Бродя в последний день по собору, Федерико разговорился с органистом. Еще мальчиком тот попал в монастырь, здешняя жизнь ему нравилась, никакие соблазны не смущали его душу. Был он светел, глядел безмятежно и сам предложил гостю поиграть на органе. Федерико сел за орган, нерешительно прикоснулся к клавишам и, не раздумывая, начал любимое – аллегретто из Седьмой симфонии Бетховена. Могуче загудело под сводами – любовь, скорбь, жалоба, но так человечно звучало все это в сравнении с отрешенностью грегорианского песнопения! Органист сидел рядом, удивлялся, потирал руки. Вдруг Федерико почувствовал: кто-то смотрит ему в затылок. Позади стоял пожилой монах с мучнисто-бледным лицом.
– Продолжайте, пожалуйста! – взмолился он, прикрывая глаза рукой.
Когда Федерико кончил, бледный монах сдержанно поблагодарил его. Не зная, что сказать, Федерико спросил, очень ли он любит музыку.
– Больше, чем вы можете себе представить, – ответил тот, неприятно улыбаясь, – но я отказался от нее, ибо она ввергала меня в скотство. Она – это само сладострастие... и я дам вам один совет, юноша: бросьте музыку, бросьте эту прекрасную ложь, если не хотите погубить свою жизнь! Молитва – вот единственная музыка, угодная господу. Впрочем, – сказал он, улыбаясь еще неприятнее, – наш юный гость, по-видимому, еще не расположен следовать добрым советам?
– Нет, не расположен, – ответил Федерико с неведомо откуда взявшимся высокомерием.
– Да благословит вас бог, – промолвил монах смиренно.

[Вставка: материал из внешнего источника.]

PR #2282, opened 2022-05-19
Update graphql-config to version 4

vsumner:
## Description
This PR picks up from @dahukish previous [PR](https://github.com/Shopify/quilt/pull/2057) to upgrade graphql-config to version 4.

Note: `graphql-config` version 3 is still used by our eslint plugin. Until we drop `eslint-plugin-graphql` which is deprecated we will have 2 versions.

Fixes (issue #)

## Checklist


Urigo:
Let us know if you have any feedback on the new version or the migration process that we could help with!
cc @B2o5T @kamilkisiela

PR #2288, opened 2022-05-25
Add changesets

vsumner:
## Description

- [ ] Figure out dependency relationships and their definitions in changesets
- [ ] Update release documentation
- [ ] Write a real release version
- [ ] Add `/snapit`

Fixes (issue #)

## Type of change

## Checklist


BPScott:
> Is there a decision log as to why we are moving to changelog?

There is #2298. The short version is: easier releases because you don't have to work out versions of packages based on finding and reading reading PRs since last release (as that info is captured at the PR stage), more automation, fewer manual steps, allows for easier releases of betas, using their release action removes dependency on shipit"

> Are we capturing how we are to use this later on?

I shall be updating https://github.com/Shopify/quilt/blob/main/documentation/guides/release-and-deploy.md once I prove that this works. I expect the content to be similar to https://github.com/Shopify/polaris/blob/main/documentation/Releasing.md

> Is this addressing the checkmarks stated by @vsumner on the top?

- Figure out dependency relationships and their definitions in changesets
  - YES, this is resolved.
- Update release documentation
  - Not done yet, shall be in follow up once I prove this works per above
- Write a real release version
  - Cutting a release is part of my test. Needs to be done after this PR is merged so we can see what is triggered by the actions that this PR introduces.
- Add /snapit
  - Can be done in a follow up PR, once I prove releases from main are working 


My next steps:

- Merge this
- Confirm the action creates the "do a release PR"
- Confirm that making additional changes triggers updates to the release PR and that dependant packages are well handled
- Confirm cutting a release works
- Update documentation on release steps
- Add `/snapit` command, and test it

PR #2289, opened 2022-05-25
Add TypedDocumentNode support to graphql-typescript-definitions

BPScott:
## Description

We generate `*.graphql.d.ts` using `graphql-typescript-definitions`. These files claim graphql files export documents that follow the shape of `DocumentNode` from `graphql-typed` - exposing `__typeData` and `__typeVariables` keys. `@shopify/react-graphql`'s `useQuery` / `useMutation` use these keys to do type inference - telling you the shape of the data that is returned from the query, and what variables you can pass into a query/mutation.

We're looking at moving to use `@apollo/client` for data fetching, which does this type inference in a different way.

`@apollo/client` does type inference based upon `TypedDocumentNode` from `@graphql-typed-document-node/core` - using an `__apiType` key that is a function that accepts Variables, and returns a Result.

This PR adds a new option to `graphql-typescript-definitions`'s `export-format` - `documentWithTypedDocumentNode` that makes it so the document exported by `*.graphql.d.ts` files is a union of  `graphql-typed`'s `DocumentNode` and  `@graphql-typed-document-node/core`'s `TypedDocumentNode`. This means that when using this mode, graphql files can have their types inferred by `@apollo/client` in addition to `@shopify/react-graphql`.

---

Here's a comparison of output between "using export-format=document (the default)" and "using export-format=documentWithTypedDocumentNode" against a query called `MyQuery` when there are  variables. 

```diff
import { DocumentNode } from "graphql-typed";
+ import { TypedDocumentNode } from "@graphql-typed-document-node/core";

// ...

- declare const document: DocumentNode<MyQueryData, MyQueryData.Variables, MyQueryPartialData>
+ declare const document: DocumentNode<MyQueryData, MyQueryData.Variables, MyQueryPartialData> & TypedDocumentNode<MyQueryData, MyQueryData.Variables>;
```

Here's a comparison of output between "using export-format=document (the default)" and "using export-format=documentWithTypedDocumentNode" against a query called `MyQuery` when there are no variables. The usage of `{[key: string]: never;}` for when there are no variables matches the behaviour of [graphql-codegen's TypedDocumentNode plugin](https://www.graphql-code-generator.com/plugins/typed-document-node), in preparation of a possible future where we move to a community codegen solution. Honestly I think this makes more sense - saying Varibles is always an object, but it might be empty and have no valid keys feels a bit more consistent than saying "this is either totally not allowed, or an object that has at least one key". I considered changing this typing for DocumentNode but it has a bunch of knock-on effects in `@shopify/react-graphql` that I have zero interest in wrangling at the momnent if the plan is to move away from `@shopify/react-graphql` altogether.

```diff
import { DocumentNode } from "graphql-typed";
+ import { TypedDocumentNode } from "@graphql-typed-document-node/core";

// ...

- declare const document: DocumentNode<MyQueryData, never, MyQueryPartialData>
+ declare const document: DocumentNode<MyQueryData, never, MyQueryPartialData> & TypedDocumentNode<MyQueryData, {
+   [key: string]: never;
+ }>;
```

## Type of change

graphql-typescript-definitions - minor

### DIFF
--- a/packages/graphql-typescript-definitions/package.json
+++ b/packages/graphql-typescript-definitions/package.json
@@ -46,7 +46,7 @@
     "ts-node": "^8.0.3"
   },
   "peerDependencies": {
-    "@graphql-typed-document-node/core": "^1.0.0",
+    "@graphql-typed-document-node/core": "^3.1.1",
     "graphql-typed": ">=0.4.0 <2.0.0"
   },
   "peerDependenciesMeta": {


vsumner (approved):

packages/graphql-typescript-definitions/package.json
```diff
@@ -46,8 +46,14 @@
     "ts-node": "^8.0.3"
   },
   "peerDependencies": {
+    "@graphql-typed-document-node/core": "^1.0.0",
```
dahukish, line 49: nice!

Issue #2620, opened 2023-03-30
Incorrect navigation_complete metrics due to counting non-Finished Navigations


ryanwilsonperkin:
## Overview

`@shopify/performance`'s `Navigation` object has a concept of a "Finished" result, as well as a "Cancelled" and "TimedOut". Any Navigations that get cancelled as a result of a new Navigation being started (eg. a user quickly clicking links before any one page can finish loading) will have the "Cancelled" status, whereas the "Finished" status has to be added deliberately, such as in the case of `@shopify/react-performance` where it can be marked finished by means of rendering a `PerformanceMark` with `Stage.Complete`.

When `@shopify/react-performance` sends these navigations in its report, it also includes any Navigations which were cancelled, and the backend doesn't differentiate on the result, it simply sends a `navigation_complete` metric for each Navigation that it receives.

This results in skewed metrics which count both the completed and the cancelled navigations, and makes the metrics unreliable. We believe that a better default is to only collect the Finished navigations in the report, but to give the consumer of the library an option to opt-in to other statuses as well.

This change bumps `@shopify/react-performance` to a new major version to indicate that if you want to keep the existing behaviour of collecting Cancelled and TimedOut navigations as well, that you'll have to deliberately opt-in.

## Consuming repo

Shopify's Web Admin

PR #2621, opened 2023-03-30
Only report finished navigations

ryanwilsonperkin:
## Description

Fixes https://github.com/Shopify/quilt/issues/2620
Changes the default behaviour of `usePerformanceReport` to only report on Navigations that have a result=Finished. Cancelled and TimedOut Navigations will no longer be sent meaning that metrics will be more accurate to their true intention of measuring completed navigations.

### DIFF
--- a/.changeset/forty-crews-fold.md
+++ b/.changeset/forty-crews-fold.md
@@ -1,0 +1,11 @@
+---
+'@shopify/react-performance': major
+---
+
+Default to only sending metrics for "Finished" navigations
+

На обратном пути, в автобусе, профессор спросил Федерико, доволен ли он посещением монастыря. Очень доволен? Прекрасно! Он заметил, что Федерико записывал свои впечатления и мысли, – не сочтет ли молодой коллега возможным поделиться со своими спутниками какою-нибудь из этих записей?
Федерико сдвинул брови, но тут же улыбнулся. Хорошо, он прочтет одну, самую последнюю. Не заглядывая в книжечку, он прочитал на память: «Неужто ради этого каждое утро восходит солнце, и прорастают семена, и раскрываются цветы, и журчат источники?»